Early Years Expert Supports the Summer Born Campaign

mine-bio-picAfter reading this guest blog by Mine Conkbayir, author of ‘Early Childhood Theories and Contemporary Issues’ and early years lecturer, researcher and NEYTCO training coordinator, I contacted Mine and asked her what she thinks about the issues so many summer born children are facing.

She told me: “I am very much in agreement about the detrimental effects of forcing younger children into Reception when they are not ready.

Children are not afforded the time to make the transition, often with detrimental effects on their emotional well-being.

Once this aspect of a child’s development is compromised, it makes for a very difficult academic career. Left unchecked (as it so often is), these forced and inflexible transitions can cause difficulties in the long term.

We all know too many children that had a terrible time at school, and as soon as they could truant they did. The result is as you can conceive.

Year 1 Entry at CSAge

With specific regard to forced entry into Year 1 at age 5, there are many compounding factors which work against the child: these being a school’s inflexibility and lack of creativity when enforcing such approaches.

The rhetoric may well state that they will do this in as much a child-centred way as possible but it is rarely realised as such. Again, excuses such as a lack of staff, sharing TAs and making children catch up in their break times(!), as well as general pressures for the school to perform and hit targets, make these transitions worse.

The whole terminology deeply frustrates me with regard to summer born children – and in my opinion sets the tone for how they are viewed. ‘Held back’ and ‘kept back’ creates the view that the children are the problem – not the school’s lack of vision and bravery to be truly child-centred and flexible.

Past and Present

I appreciate that previously summer born children did not have any option and that some the schools can organise a slower transition where they spend periods of the day in Reception and nurture groups to support their PSED.

Different schools adopt different approaches to the transitions, which again can present obstacles, as there is no – one – consistent approach being adopted. Unfortunately schools are under a lot of pressure to get results and to get children to age related expectations, and in the process can forget about the child (I say this following conversations with teachers).

Catch up sessions are part of the whole system, but knowing the child is key to differentiating according to the child and capturing their interest without undermining. This is easier said than done in a class of 30 with different needs and budget cuts which have led to teachers sharing TAs at times.

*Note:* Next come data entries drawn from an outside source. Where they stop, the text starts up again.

PR #540, opened 2016-12-24
Use metadeps to specify pkg-config dependencies declaratively

joshtriplett:
This makes it easier for distribution packaging tools to generate
appropriate package dependencies.

### DIFF
--- a/openssl-sys/Cargo.toml
+++ b/openssl-sys/Cargo.toml
@@ -14,8 +14,11 @@ build = "build.rs"
 libc = "0.2"
 
 [build-dependencies]
-pkg-config = "0.3"
+metadeps = "1"
 
 [target.'cfg(windows)'.dependencies]
 user32-sys = "0.2"
 gdi32-sys = "0.2"
+
+[package.metadata.pkg-config]
+openssl = "1.0.1"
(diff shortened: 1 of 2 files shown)


sfackler:
Neat! It looks like this will bump the minimum supported Rust version to 1.13 due to the error-chain dependency.

joshtriplett:
@sfackler Interesting; I didn't realize that error-chain required 1.13.  I reported that as https://github.com/brson/error-chain/issues/101 .

If that issue gets addressed, hopefully this will work.  If it doesn't, I may abandon error-chain in metadeps.  (I like it, but I already think I may disable the `backtrace` feature that pulls in many dependencies. If it also prevents widespread use by projects that need to run on older Rust, then I'll have to drop it.)

joshtriplett:
@sfackler OK, I've gotten a change into error-chain so it works with Rust 1.10, and updated metadeps to work with that.  As soon as error-chain 0.7.2 gets released to crates.io, I'll re-push this so it re-runs CI and confirms the functional build on Rust 1.10.

sfackler:
Looks like that was published and the builds are happy. Thanks!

Schools are now trying to engage and educate parents by holding weekly parent workshops to help them to support their child. A lot of schools are also buying into schemes for maths and reading via apps, so that children can access them at home on tablets and computers so that it is interactive and fun.

However, as we know, the quality of the home learning environment differs greatly for each child, so not all children will benefit. One teacher told me that through their pupil progress meetings each half term, the school identifies children who are not achieving or making good progress (whether the reason is being a summer born or not) with the view to putting interventions in place to support learning.

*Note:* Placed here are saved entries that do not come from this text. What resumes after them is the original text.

PR #742, opened 2017-09-28
Issue #704, module `dh`

ejmg:
closes [#704](https://github.com/sfackler/rust-openssl/issues/704)

### DIFF
--- a/openssl/src/dh.rs
+++ b/openssl/src/dh.rs
@@ -23,10 +23,17 @@ use bn::BigNum;
 
 foreign_type! {
     type CType = ffi::DH;
+
     fn drop = ffi::DH_free;
 
+    /// Diffie-Hellman Key agreement object
+    /// A key object that is based on the diffie-hellman algorithm
+    ///
+    /// As described here https://wiki.openssl.org/index.php/Manual:Dh(3)
+    /// and here: https://wiki.openssl.org/index.php/Diffie_Hellman
     pub struct Dh;
 
+    /// a borrowed reference of the dh type, diffie-hellman key agreement object
     pub struct DhRef;
 }
 
--- a/openssl/src/dh.rs
+++ b/openssl/src/dh.rs
@@ -1,3 +1,15 @@
+//! dh.rs
+//! 
+//! summary: bindings for dh library of OpenSSL
+//! author: steven 
+//!
+//! dh is the diffie-hellman (dh) algorithm which allows for two parties to derive the key used for
+//! communication. in dh, the two parties agree to some large prime, `p`, and a generator, `g`,
+//! where 0 < g < p.
+//!
+//! For a full summary, please read https://wiki.openssl.org/index.php/Diffie_Hellman
+
+#![deny(missing_docs)]
 use error::ErrorStack;
 use ffi;
 use foreign_types::ForeignTypeRef;
@@ -21,7 +33,17 @@ impl DhRef {
     to_der!(ffi::i2d_DHparams);
 }
 
+
+// TODO Implement overloaded DH initialization for equivalent methods in 1.1.x
 impl Dh {
+    /// DH object contains three parameters: p, q, and g.
+    ///
+    /// This method will set the c pointers for the DH object, p, q, and g. If the parameters have
+    /// not been set, they will default to NULL.
+    /// 
+    /// This corresponds to DH_get0_pqg() on OpenSSL 1.1.0 and inits DH's fields in 1.1.x.
+    /// Note that currently we assume that you provide all three parameters. In openSSL, there is
+    /// overloading for when q, public key, private key is or isn't provided.
     pub fn from_params(p: BigNum, g: BigNum, q: BigNum) -> Result<Dh, ErrorStack> {
         unsafe {
             let dh = Dh(cvt_p(ffi::DH_new())?);
@@ -35,6 +57,7 @@ impl Dh {
             Ok(dh)
         }
     }
+
 
     from_pem!(Dh, ffi::PEM_read_bio_DHparams);
     from_der!(Dh, ffi::d2i_DHparams);
--- a/openssl/src/dh.rs
+++ b/openssl/src/dh.rs
@@ -1,13 +1,15 @@
 //! dh.rs
 //! 
 //! summary: bindings for dh library of OpenSSL
-//! author: steven 
+//! author: steven fackler
+//! version: 
 //!
 //! dh is the diffie-hellman (dh) algorithm which allows for two parties to derive the key used for
 //! communication. in dh, the two parties agree to some large prime, `p`, and a generator, `g`,
 //! where 0 < g < p.
 //!
-//! For a full summary, please read https://wiki.openssl.org/index.php/Diffie_Hellman
+//! For a full summary of the algo, please read https://wiki.openssl.org/index.php/Diffie_Hellman
+//! manpages: https://www.openssl.org/docs/manpages.html
 
 #![deny(missing_docs)]
 use error::ErrorStack;
@@ -36,14 +38,14 @@ impl DhRef {
 
 // TODO Implement overloaded DH initialization for equivalent methods in 1.1.x
 impl Dh {
-    /// DH object contains three parameters: p, q, and g.
-    ///
+    
     /// This method will set the c pointers for the DH object, p, q, and g. If the parameters have
     /// not been set, they will default to NULL.
-    /// 
-    /// This corresponds to DH_get0_pqg() on OpenSSL 1.1.0 and inits DH's fields in 1.1.x.
-    /// Note that currently we assume that you provide all three parameters. In openSSL, there is
-    /// overloading for when q, public key, private key is or isn't provided.
+    ///
+    /// This calls DH_get0_pqg() on OpenSSL 1.1.0 and inits DH's fields manually in 1.1.x.
+    /// Note that currently we assume that you only provide the parameters p, q, and g. In openSSL,
+    /// there is overloading for when q, public key, private key is or isn't provided.
+    /// openssl: https://www.openssl.org/docs/man1.1.0/crypto/DH_set0_pqg.html
     pub fn from_params(p: BigNum, g: BigNum, q: BigNum) -> Result<Dh, ErrorStack> {
         unsafe {
             let dh = Dh(cvt_p(ffi::DH_new())?);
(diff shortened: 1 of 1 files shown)


ejmg:
Ah, it appears the `foreign_type!` declaration needs to be documented because `#![deny(missing_docs)]` failed it. Dumb mistake.

ejmg:
Do I even need to document this block? Otherwise I'll just take out the `#![deny(missing_docs)]` macro which in of itself probably doesn't need to stay in the codebase.
``` rust
foreign_type! {
    type CType = ffi::DH;
    fn drop = ffi::DH_free;

    pub struct Dh;

    pub struct DhRef;
}
```

openssl/src/dh.rs
```diff
@@ -1,3 +1,17 @@
+//! dh.rs
+//! 
+//! summary: bindings for dh library of OpenSSL
+//! author: steven fackler
+//! version:
```
sfackler: I don't think the first couple of lines here are really relevant for someone reading this documentation.

openssl/src/dh.rs
```diff
@@ -9,10 +23,17 @@ use bn::BigNum;
 
 foreign_type! {
     type CType = ffi::DH;
+
     fn drop = ffi::DH_free;
 
+    /// Diffie-Hellman Key agreement object
+    /// A key object that is based on the diffie-hellman algorithm
```
sfackler: This line will be folded up to the first line by Markdown.

openssl/src/dh.rs
```diff
@@ -21,7 +42,17 @@ impl DhRef {
     to_der!(ffi::i2d_DHparams);
 }
 
+
+// TODO Implement overloaded DH initialization for equivalent methods in 1.1.x
 impl Dh {
+    
+    /// This method will set the c pointers for the DH object, p, q, and g. If the parameters have
+    /// not been set, they will default to NULL.
```
sfackler: The second sentence doesn't seem super relevant - we are setting them.

openssl/src/dh.rs
```diff
@@ -1,3 +1,17 @@
+//! dh.rs
+//! 
+//! summary: bindings for dh library of OpenSSL
+//! author: steven fackler
+//! version: 
+//!
+//! dh is the diffie-hellman (dh) algorithm which allows for two parties to derive the key used for
```
sfackler: Capitalization

openssl/src/dh.rs
```diff
@@ -1,3 +1,17 @@
...
+//! communication. in dh, the two parties agree to some large prime, `p`, and a generator, `g`,
+//! where 0 < g < p.
+//!
+//! For a full summary of the algo, please read https://wiki.openssl.org/index.php/Diffie_Hellman
```
sfackler: Can the links be shortened up instead of being raw URLs in the documentation? I.e. `For a full summary of Diffie-Hellman, refer to the [OpenSSL wiki](https://wiki.openssl.org/index.php/Diffie_Hellman).`

openssl/src/dh.rs
```diff
@@ -1,3 +1,17 @@
...
+//! manpages: https://www.openssl.org/docs/manpages.html
```
sfackler: Why is this here?

openssl/src/dh.rs
```diff
@@ -9,10 +23,17 @@ use bn::BigNum;
 
 foreign_type! {
     type CType = ffi::DH;
+
     fn drop = ffi::DH_free;
 
+    /// Diffie-Hellman Key agreement object
```
sfackler: Punctuation?

openssl/src/dh.rs
```diff
@@ -9,10 +23,17 @@ use bn::BigNum;
...
+    /// A key object that is based on the diffie-hellman algorithm
+    ///
+    /// As described here https://wiki.openssl.org/index.php/Manual:Dh(3)
+    /// and here: https://wiki.openssl.org/index.php/Diffie_Hellman
     pub struct Dh;
 
+    /// a borrowed reference of the dh type, diffie-hellman key agreement object
```
sfackler: Capitalization, punctuation.

I like the format [here](https://github.com/sfackler/rust-openssl/pull/743/files#diff-3399783e0db3cafe8354809089223aaeR57) for documentation for the `*Ref` types.

openssl/src/dh.rs
```diff
@@ -21,7 +42,17 @@ impl DhRef {
...
 
+
+// TODO Implement overloaded DH initialization for equivalent methods in 1.1.x
 impl Dh {
+    
+    /// This method will set the c pointers for the DH object, p, q, and g. If the parameters have
+    /// not been set, they will default to NULL.
+    ///
+    /// This calls DH_get0_pqg() on OpenSSL 1.1.0 and inits DH's fields manually in 1.1.x.
+    /// Note that currently we assume that you only provide the parameters p, q, and g. In openSSL,
```
sfackler: "OpenSSL"

openssl/src/dh.rs
```diff
@@ -21,7 +42,17 @@ impl DhRef {
...
 }
 
+
+// TODO Implement overloaded DH initialization for equivalent methods in 1.1.x
 impl Dh {
+    
+    /// This method will set the c pointers for the DH object, p, q, and g. If the parameters have
+    /// not been set, they will default to NULL.
+    ///
+    /// This calls DH_get0_pqg() on OpenSSL 1.1.0 and inits DH's fields manually in 1.1.x.
```
sfackler: "initializes"

openssl/src/dh.rs
```diff
@@ -36,10 +67,15 @@ impl Dh {
         }
     }
 
+
     from_pem!(Dh, ffi::PEM_read_bio_DHparams);
     from_der!(Dh, ffi::d2i_DHparams);
 
+    /// return a DH object for the IETF RFC 5114 value.
```
sfackler: Capitalization

openssl/src/dh.rs
```diff
@@ -48,7 +84,11 @@ impl Dh {
         }
     }
 
+    /// return a DH object for the IETF RFC 5114 value.
```
sfackler: See above

openssl/src/dh.rs
sfackler: The phrasing here could be a bit more clear - maybe something like "Returns the standard 1024 bit MODP group with 160-bit prime order subgroup specified in [RFC 5114](https://tools.ietf.org/html/rfc5114#section-2.1)"

openssl/src/dh.rs
```diff
@@ -57,7 +97,11 @@ impl Dh {
...
```
sfackler: See above

openssl/src/dh.rs
```diff
@@ -67,11 +111,13 @@ impl Dh {
     }
 }
 
+/// sets rust-openssl to call DH_set0_pqg as defined by fn from_params if using openSSL 1.1.x
```
sfackler: These docs won't be rendered anywhere since this is a private module, FYI.

ejmg:
Hey, @sfackler I'm sorry for failing on standards. I'll fix them first thing tomorrow morning. Thanks for the feedback.

openssl/src/dh.rs
ejmg: +1

openssl/src/dh.rs
ejmg: +1, didn't even know this was possible in rustdoc

openssl/src/dh.rs
ejmg: I felt bad for having this one link to a different source of documentation, the wiki, rather than the manpages as I use everywhere else in this file so I thought to directly link to the general manpage docs. I'll yank the line out.

openssl/src/dh.rs
ejmg: @sfackler When I read the code, I read it as we're taking values in, regardless of what they are, and setting them as the ptrs. Do we not inherit the behavior of defaulting to `NULL` when someone calls this function and provides nothing for the actual values for `p`, `g`, and `q`?

openssl/src/dh.rs
ejmg: Does the following work?
```rust
    /// Return a DH object for the standard 1024 bit MODP group with 160-bit prime order subgroup
    /// specified in [IETF RFC 5114](https://tools.ietf.org/html/rfc5114#section-2.1).
    ///
    /// get_1024_160 corresponds to DH_get_1024_160() in 1.0.2 and 1.1.x
    ///
    /// Requires the `v102` or `v110` features and OpenSSL 1.0.2 or OpenSSL 1.1.0.
    /// [OpenSSL Documentation](https://www.openssl.org/docs/man1.1.0/crypto/DH_get_1024_160.html).
```

openssl/src/dh.rs
ejmg: Am I to assume this method is for the 2047 bit MODP group with 224-bit prime order subgroup (and so on)? I want to be sure since this is well outside of my realm of knowledge right now.

openssl/src/dh.rs
ejmg: Does doing something like [Dh] in RustDoc link to the type? I didn't know about this feature at all!

openssl/src/dh.rs
ejmg: +1

openssl/src/dh.rs
ejmg: +1

openssl/src/dh.rs
ejmg: +1

openssl/src/dh.rs
ejmg: Okay, pulled.

openssl/src/dh.rs
sfackler: The `[Foo]` part is a reference to the link defined as `[Foo]: https://foo.com` below.

openssl/src/dh.rs
sfackler: The user can't provide nothing for those values.

openssl/src/dh.rs
sfackler: Yep!

openssl/src/dh.rs
sfackler: Yeah, they all come from that same RFC, just with different sizes.

sfackler:
Any update here?

ejmg:
@sfackler sorry for completely ghosting on you. Classes have not been the easiest on me so far this semester. I rebased and pushed my changes. Please let me know if all is well this time round. I can get back to you quicker this time if something is awry again.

Later School Starting Age and Happiness

Also, as we know, children across Europe start later and make better progress and are far happier.

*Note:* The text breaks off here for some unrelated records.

PR #743, opened 2017-09-28
Doc asn1 module

### LINKED ISSUE #699: Improve documentation on the `asn1` module
This is a tracking issue for the impl period for the `openssl` crate, specifically for improving the documentation of the `asn1` module. Documentation should include:

* [ ] Documentation on all types contained in the module
* [ ] Documentation for all methods on these types
* [ ] Documentation for all free functions
* [ ] Module documentation explaining what it is and why you'd use it
* [ ] At least one code example in the module documentation

The documentation may also wish to link to the official OpenSSL documentation where possible to ensure that there's the most up-to-date info available!

AndyGauge:
Fixes #699

### DIFF
--- a/openssl/src/asn1.rs
+++ b/openssl/src/asn1.rs
@@ -155,6 +155,11 @@ impl Asn1StringRef {
     }
 
     /// Return the string as an array of bytes
+    ///
+    /// The bytes do not directly corespond to UTF-8 encoding.  To interact with
+    /// strings in rust, it is preferable to use [`as_utf8`]
+    ///
+    /// [`as_utf8`]: struct.Asn1String.html#method.as_utf8
     pub fn as_slice(&self) -> &[u8] {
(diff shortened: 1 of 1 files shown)


openssl/src/asn1.rs
```diff
@@ -88,10 +154,12 @@ impl Asn1StringRef {
         }
     }
 
+    /// Return the string as an array of bytes
```
sfackler: Can we note here that the bytes may not be in a standard UTF8 compatible encoding and point to as_utf8?

openssl/src/asn1.rs
```diff
@@ -137,7 +237,17 @@ foreign_type! {
     type CType = ffi::ASN1_OBJECT;
     fn drop = ffi::ASN1_OBJECT_free;
 
+    /// Object Identifier
+    ///
+    /// Use OBJ_nid2obj() ffi to create objects, not Asn1Object directly.
```
sfackler: We don't bind to ASN1_OBJECT_new, so I'm not sure how relevant this is.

It is no coincidence that almost year on year, children in the UK are deemed to be one of the unhappiest surveyed (UNICEF).

I strongly feel that children’s early, formative experiences do stay with them, for good or for bad.

In the case of forced transitions, I know that this is the case.

Adults I have spoken with can often trace their crippling anxiety, dislike of authority and mistrust of authority figures back to their schooling.”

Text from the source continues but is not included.